WORK TASK >> Within the entries below, find each line containing the word "least" and copy it.
── TASK MATERIAL ──
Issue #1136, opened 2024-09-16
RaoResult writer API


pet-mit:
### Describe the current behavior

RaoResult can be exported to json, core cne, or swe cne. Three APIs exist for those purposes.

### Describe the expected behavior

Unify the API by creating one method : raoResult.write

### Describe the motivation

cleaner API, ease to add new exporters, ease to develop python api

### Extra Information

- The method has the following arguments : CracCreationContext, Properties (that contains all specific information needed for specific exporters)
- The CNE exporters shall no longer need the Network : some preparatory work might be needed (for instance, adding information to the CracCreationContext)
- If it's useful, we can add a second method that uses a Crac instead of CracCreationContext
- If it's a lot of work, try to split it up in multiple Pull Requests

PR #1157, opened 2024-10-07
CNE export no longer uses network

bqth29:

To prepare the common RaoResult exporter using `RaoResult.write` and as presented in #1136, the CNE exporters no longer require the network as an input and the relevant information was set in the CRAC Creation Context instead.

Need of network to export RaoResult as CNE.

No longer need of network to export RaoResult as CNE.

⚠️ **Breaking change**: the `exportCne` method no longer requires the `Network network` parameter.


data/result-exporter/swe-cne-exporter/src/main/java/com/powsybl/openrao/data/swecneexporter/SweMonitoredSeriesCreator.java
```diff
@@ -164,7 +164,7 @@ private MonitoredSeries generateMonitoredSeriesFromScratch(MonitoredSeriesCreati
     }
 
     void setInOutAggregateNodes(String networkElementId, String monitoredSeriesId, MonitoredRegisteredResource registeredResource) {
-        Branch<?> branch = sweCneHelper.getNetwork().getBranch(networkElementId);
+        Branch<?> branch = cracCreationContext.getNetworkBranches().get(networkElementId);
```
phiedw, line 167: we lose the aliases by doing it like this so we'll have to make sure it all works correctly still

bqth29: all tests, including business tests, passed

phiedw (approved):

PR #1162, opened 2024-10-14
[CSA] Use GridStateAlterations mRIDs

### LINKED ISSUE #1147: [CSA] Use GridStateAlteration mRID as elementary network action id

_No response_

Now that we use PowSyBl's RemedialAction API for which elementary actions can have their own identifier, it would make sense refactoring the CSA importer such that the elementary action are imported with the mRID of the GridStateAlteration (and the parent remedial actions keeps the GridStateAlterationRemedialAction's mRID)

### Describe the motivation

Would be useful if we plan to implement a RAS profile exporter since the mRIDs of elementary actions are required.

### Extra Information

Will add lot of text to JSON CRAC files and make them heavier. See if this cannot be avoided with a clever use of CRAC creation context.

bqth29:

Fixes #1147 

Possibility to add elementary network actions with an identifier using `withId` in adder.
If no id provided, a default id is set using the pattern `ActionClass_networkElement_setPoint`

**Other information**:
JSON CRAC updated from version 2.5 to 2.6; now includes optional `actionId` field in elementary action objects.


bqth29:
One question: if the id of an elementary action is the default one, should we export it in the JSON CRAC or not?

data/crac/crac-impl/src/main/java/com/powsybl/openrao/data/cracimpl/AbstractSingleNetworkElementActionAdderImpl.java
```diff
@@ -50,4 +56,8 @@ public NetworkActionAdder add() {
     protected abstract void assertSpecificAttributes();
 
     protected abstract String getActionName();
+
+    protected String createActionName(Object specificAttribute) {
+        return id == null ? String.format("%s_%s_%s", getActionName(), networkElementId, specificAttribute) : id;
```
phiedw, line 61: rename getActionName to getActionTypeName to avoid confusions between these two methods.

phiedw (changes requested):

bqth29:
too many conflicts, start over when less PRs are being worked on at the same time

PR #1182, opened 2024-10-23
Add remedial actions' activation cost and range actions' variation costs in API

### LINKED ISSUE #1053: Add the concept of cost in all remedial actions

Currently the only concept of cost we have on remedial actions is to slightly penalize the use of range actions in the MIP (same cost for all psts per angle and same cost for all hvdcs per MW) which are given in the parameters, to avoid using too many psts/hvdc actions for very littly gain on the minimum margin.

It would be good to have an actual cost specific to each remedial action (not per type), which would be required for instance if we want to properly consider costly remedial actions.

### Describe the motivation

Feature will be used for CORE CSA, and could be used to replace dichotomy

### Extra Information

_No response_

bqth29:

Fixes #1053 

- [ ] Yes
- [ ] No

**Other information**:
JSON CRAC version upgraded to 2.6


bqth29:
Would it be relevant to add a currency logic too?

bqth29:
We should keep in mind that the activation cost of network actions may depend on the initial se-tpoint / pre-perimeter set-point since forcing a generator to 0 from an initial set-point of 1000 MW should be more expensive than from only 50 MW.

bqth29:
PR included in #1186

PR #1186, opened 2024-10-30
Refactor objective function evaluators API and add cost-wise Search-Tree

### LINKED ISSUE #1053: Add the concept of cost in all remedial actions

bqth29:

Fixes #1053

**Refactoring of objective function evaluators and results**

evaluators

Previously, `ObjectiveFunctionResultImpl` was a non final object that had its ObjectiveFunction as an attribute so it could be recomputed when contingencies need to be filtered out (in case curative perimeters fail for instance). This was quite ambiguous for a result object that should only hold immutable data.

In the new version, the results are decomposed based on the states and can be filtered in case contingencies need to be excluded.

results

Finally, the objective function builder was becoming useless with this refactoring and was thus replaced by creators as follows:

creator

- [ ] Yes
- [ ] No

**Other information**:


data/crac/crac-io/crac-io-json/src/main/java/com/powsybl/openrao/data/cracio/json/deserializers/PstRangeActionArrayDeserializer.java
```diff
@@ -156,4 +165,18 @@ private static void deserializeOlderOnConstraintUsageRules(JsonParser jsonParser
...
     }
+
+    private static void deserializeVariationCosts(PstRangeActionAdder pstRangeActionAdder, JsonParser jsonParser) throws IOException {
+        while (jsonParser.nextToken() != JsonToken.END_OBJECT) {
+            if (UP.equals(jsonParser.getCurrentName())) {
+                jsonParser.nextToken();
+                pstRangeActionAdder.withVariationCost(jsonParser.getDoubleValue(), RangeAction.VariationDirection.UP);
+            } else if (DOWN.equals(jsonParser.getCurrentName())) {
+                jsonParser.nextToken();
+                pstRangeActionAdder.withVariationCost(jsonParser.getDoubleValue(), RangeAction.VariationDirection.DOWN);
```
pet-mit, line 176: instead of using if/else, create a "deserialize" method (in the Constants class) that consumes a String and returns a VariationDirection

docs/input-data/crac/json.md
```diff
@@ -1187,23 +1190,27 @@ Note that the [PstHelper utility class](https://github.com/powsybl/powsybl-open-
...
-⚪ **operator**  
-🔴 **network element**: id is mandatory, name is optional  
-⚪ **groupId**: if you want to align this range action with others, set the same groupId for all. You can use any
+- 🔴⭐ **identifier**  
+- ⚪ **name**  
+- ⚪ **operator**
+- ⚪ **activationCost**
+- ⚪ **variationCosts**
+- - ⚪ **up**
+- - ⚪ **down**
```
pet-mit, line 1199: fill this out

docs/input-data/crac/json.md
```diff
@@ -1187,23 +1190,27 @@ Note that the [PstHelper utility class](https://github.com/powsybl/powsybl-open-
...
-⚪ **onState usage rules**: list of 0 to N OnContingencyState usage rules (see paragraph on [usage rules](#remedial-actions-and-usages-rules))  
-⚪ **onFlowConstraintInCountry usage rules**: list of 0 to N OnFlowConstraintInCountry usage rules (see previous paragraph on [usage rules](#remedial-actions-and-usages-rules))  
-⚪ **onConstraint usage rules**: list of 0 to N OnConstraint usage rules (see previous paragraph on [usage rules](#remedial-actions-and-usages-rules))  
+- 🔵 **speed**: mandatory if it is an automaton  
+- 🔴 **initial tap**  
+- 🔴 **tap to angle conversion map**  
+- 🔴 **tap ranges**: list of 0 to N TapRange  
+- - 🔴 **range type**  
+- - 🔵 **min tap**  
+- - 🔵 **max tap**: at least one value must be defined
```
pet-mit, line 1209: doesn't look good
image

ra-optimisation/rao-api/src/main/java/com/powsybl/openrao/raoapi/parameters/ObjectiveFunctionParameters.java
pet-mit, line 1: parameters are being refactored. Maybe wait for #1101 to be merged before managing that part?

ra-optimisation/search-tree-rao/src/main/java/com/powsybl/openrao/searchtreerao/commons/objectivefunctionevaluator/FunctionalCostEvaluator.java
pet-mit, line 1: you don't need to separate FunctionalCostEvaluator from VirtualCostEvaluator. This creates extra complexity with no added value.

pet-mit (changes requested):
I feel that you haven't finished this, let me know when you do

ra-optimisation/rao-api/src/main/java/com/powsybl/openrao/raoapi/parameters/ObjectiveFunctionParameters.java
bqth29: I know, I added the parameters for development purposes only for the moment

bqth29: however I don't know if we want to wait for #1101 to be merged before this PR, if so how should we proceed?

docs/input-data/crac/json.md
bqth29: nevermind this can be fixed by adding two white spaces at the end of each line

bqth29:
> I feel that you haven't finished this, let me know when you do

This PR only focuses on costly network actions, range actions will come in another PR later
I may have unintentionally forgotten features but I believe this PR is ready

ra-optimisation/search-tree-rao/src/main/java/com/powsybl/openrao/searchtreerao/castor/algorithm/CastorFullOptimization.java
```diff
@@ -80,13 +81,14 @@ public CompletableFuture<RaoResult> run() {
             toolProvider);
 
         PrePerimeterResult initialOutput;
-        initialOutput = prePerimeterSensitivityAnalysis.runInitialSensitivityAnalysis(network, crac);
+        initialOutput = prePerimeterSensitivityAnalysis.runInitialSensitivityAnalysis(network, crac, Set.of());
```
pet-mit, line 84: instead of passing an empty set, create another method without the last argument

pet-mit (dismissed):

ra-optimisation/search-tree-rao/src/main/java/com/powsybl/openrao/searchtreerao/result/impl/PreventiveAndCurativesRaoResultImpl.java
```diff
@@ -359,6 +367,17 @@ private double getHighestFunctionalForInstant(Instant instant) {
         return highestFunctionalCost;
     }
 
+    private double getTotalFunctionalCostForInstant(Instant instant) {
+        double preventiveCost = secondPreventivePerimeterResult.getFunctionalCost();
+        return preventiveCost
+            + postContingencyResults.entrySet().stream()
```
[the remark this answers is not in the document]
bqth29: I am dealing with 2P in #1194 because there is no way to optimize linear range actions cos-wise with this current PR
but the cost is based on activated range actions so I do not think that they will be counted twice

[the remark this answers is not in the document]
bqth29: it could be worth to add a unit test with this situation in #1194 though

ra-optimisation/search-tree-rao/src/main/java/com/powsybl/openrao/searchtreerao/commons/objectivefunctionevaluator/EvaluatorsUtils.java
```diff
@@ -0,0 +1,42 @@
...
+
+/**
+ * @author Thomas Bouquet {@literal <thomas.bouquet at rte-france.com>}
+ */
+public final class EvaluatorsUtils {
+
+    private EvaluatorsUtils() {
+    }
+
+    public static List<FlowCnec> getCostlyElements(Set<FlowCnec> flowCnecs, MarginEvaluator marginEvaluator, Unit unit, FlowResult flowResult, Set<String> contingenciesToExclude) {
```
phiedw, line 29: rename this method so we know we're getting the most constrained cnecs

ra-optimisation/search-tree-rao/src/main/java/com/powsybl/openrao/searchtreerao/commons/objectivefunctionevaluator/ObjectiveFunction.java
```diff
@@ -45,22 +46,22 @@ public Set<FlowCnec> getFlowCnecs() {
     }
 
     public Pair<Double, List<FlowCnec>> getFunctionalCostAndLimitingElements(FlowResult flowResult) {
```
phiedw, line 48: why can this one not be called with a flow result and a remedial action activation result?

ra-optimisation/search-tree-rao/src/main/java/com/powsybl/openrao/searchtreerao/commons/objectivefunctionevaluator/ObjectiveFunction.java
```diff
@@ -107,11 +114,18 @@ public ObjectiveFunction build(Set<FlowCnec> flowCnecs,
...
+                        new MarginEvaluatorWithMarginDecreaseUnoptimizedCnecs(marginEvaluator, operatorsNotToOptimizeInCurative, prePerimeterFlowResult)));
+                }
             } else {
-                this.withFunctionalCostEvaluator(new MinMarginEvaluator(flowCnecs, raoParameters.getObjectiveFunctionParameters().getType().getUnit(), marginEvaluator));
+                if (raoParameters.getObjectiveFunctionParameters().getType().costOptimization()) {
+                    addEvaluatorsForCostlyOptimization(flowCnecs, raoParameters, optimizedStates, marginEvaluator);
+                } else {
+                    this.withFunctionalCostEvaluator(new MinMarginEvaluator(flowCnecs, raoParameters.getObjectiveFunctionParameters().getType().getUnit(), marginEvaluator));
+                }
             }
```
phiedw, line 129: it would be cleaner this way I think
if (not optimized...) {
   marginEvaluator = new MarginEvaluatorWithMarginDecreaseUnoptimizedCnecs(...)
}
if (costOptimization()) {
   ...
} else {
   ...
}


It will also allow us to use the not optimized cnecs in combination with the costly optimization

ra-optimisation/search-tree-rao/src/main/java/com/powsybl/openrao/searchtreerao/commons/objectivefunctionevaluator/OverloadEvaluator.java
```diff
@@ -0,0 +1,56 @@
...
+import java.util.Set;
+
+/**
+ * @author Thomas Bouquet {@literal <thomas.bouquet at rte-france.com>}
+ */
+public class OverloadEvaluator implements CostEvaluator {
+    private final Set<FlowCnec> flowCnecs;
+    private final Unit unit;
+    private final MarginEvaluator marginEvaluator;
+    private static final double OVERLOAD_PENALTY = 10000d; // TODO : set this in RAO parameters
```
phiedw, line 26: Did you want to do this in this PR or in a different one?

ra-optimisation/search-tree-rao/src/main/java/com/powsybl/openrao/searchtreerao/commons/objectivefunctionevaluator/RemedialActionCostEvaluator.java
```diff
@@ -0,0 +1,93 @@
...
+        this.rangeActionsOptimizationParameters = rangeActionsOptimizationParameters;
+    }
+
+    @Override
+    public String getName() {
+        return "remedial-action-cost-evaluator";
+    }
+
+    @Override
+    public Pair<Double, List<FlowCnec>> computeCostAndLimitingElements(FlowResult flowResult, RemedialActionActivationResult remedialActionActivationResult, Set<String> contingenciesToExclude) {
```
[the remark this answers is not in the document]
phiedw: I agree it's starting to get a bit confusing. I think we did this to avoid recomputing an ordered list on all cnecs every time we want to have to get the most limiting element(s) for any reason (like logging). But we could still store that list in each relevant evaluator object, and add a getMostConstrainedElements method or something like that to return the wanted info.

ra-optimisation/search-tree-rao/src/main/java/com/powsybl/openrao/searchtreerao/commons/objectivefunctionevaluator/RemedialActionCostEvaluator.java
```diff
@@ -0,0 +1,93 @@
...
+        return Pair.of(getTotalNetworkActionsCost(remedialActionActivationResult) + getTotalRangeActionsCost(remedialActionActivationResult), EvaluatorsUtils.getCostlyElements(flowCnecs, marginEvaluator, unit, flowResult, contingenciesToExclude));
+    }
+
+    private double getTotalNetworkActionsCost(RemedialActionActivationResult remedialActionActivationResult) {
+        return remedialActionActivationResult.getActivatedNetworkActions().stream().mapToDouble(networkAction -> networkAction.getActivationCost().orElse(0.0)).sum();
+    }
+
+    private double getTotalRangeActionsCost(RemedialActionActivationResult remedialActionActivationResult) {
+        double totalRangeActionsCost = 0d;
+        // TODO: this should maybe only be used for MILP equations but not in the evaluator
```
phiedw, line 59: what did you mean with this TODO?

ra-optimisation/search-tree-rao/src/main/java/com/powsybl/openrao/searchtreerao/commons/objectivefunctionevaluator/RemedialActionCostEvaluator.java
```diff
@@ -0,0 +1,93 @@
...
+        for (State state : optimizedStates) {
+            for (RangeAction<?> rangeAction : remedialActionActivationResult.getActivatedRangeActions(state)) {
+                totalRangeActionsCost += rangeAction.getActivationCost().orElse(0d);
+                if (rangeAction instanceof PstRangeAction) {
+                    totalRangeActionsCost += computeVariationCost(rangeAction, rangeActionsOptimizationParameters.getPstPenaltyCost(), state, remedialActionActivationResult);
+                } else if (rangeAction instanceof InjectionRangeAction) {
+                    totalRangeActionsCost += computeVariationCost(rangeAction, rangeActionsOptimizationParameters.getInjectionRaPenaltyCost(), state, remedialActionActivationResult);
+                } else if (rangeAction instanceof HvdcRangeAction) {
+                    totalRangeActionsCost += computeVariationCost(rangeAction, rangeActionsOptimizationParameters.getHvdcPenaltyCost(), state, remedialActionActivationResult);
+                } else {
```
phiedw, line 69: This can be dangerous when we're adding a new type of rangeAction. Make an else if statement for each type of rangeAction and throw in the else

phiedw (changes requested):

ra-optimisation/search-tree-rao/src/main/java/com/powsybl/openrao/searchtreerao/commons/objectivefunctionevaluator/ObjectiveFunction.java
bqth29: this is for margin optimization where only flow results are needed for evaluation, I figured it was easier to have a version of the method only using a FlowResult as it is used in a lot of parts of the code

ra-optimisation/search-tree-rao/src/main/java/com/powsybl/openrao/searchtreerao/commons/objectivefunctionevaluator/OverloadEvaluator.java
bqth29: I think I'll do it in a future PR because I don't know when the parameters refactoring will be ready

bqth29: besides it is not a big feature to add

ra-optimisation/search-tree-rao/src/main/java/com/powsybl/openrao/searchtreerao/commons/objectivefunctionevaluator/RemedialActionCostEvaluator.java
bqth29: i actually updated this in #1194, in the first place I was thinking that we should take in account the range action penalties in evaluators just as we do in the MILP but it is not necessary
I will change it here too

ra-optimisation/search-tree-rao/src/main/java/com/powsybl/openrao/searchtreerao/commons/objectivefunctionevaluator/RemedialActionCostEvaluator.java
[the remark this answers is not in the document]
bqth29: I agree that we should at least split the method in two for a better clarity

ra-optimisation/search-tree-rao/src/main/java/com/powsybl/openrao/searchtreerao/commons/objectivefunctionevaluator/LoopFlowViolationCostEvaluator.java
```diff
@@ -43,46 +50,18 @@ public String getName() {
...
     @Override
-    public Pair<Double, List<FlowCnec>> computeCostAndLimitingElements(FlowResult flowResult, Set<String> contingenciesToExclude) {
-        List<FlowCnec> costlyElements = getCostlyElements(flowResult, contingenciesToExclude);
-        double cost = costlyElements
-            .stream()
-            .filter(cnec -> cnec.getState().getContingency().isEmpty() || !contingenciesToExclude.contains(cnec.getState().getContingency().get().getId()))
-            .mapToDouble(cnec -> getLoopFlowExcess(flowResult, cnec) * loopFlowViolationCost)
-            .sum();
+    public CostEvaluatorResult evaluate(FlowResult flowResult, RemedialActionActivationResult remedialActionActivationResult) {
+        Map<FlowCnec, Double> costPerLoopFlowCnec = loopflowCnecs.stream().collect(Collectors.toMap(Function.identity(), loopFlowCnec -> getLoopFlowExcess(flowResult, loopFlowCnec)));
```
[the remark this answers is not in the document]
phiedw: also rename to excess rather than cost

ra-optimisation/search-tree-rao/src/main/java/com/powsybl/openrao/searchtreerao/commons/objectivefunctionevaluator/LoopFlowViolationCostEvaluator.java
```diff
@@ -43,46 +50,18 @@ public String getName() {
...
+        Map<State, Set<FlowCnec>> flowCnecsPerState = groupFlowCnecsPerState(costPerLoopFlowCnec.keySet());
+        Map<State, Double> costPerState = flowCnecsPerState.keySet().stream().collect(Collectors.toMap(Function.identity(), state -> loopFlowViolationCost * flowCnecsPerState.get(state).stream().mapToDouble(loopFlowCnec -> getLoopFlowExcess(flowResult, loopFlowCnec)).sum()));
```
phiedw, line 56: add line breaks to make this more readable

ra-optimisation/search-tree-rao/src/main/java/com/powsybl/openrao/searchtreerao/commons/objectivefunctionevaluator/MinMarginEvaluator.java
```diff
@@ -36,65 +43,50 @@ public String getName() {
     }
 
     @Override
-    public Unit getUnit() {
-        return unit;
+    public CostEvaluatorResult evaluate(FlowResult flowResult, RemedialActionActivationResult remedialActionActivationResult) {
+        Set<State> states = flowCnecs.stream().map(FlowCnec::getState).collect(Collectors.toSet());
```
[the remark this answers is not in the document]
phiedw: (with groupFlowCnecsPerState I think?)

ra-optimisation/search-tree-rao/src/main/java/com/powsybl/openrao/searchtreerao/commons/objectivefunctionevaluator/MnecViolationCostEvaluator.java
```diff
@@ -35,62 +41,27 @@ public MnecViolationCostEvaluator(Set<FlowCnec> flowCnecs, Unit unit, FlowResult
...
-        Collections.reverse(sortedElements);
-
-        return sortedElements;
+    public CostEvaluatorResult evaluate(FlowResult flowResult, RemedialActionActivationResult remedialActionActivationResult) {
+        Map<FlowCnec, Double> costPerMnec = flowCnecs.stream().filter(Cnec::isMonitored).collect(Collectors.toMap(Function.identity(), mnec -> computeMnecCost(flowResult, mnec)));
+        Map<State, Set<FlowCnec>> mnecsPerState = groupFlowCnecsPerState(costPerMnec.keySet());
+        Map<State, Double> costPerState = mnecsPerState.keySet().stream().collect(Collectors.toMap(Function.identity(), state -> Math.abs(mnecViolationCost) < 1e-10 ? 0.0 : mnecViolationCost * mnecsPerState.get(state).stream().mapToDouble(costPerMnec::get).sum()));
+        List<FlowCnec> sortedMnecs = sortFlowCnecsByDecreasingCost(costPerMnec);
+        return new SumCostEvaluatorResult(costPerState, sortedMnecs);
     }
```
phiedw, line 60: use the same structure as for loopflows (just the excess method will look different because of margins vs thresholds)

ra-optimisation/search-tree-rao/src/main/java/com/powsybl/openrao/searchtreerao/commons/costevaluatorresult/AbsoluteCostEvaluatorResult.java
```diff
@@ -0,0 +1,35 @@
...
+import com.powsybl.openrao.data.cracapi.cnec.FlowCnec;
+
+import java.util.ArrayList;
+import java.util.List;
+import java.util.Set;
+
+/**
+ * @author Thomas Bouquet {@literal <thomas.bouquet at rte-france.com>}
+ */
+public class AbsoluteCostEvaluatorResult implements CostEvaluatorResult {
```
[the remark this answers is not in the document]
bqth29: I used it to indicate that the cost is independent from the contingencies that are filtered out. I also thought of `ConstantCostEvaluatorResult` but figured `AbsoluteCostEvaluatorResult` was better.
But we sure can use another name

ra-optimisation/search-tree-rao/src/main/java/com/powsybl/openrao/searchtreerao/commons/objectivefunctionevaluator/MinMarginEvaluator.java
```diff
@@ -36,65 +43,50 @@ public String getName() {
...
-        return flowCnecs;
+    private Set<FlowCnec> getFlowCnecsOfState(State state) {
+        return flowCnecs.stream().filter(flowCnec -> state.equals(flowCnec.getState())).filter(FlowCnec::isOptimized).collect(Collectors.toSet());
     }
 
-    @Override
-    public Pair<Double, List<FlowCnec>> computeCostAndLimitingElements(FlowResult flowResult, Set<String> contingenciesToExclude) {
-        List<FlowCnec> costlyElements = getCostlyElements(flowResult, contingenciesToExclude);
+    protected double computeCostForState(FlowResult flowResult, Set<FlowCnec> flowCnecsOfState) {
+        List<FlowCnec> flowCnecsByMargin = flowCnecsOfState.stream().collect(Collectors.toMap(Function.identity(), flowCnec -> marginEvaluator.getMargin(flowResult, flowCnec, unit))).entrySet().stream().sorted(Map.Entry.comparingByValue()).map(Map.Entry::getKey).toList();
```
───
SOLUTION >>
+- - 🔵 **max tap**: at least one value must be defined
bqth29: I agree that we should at least split the method in two for a better clarity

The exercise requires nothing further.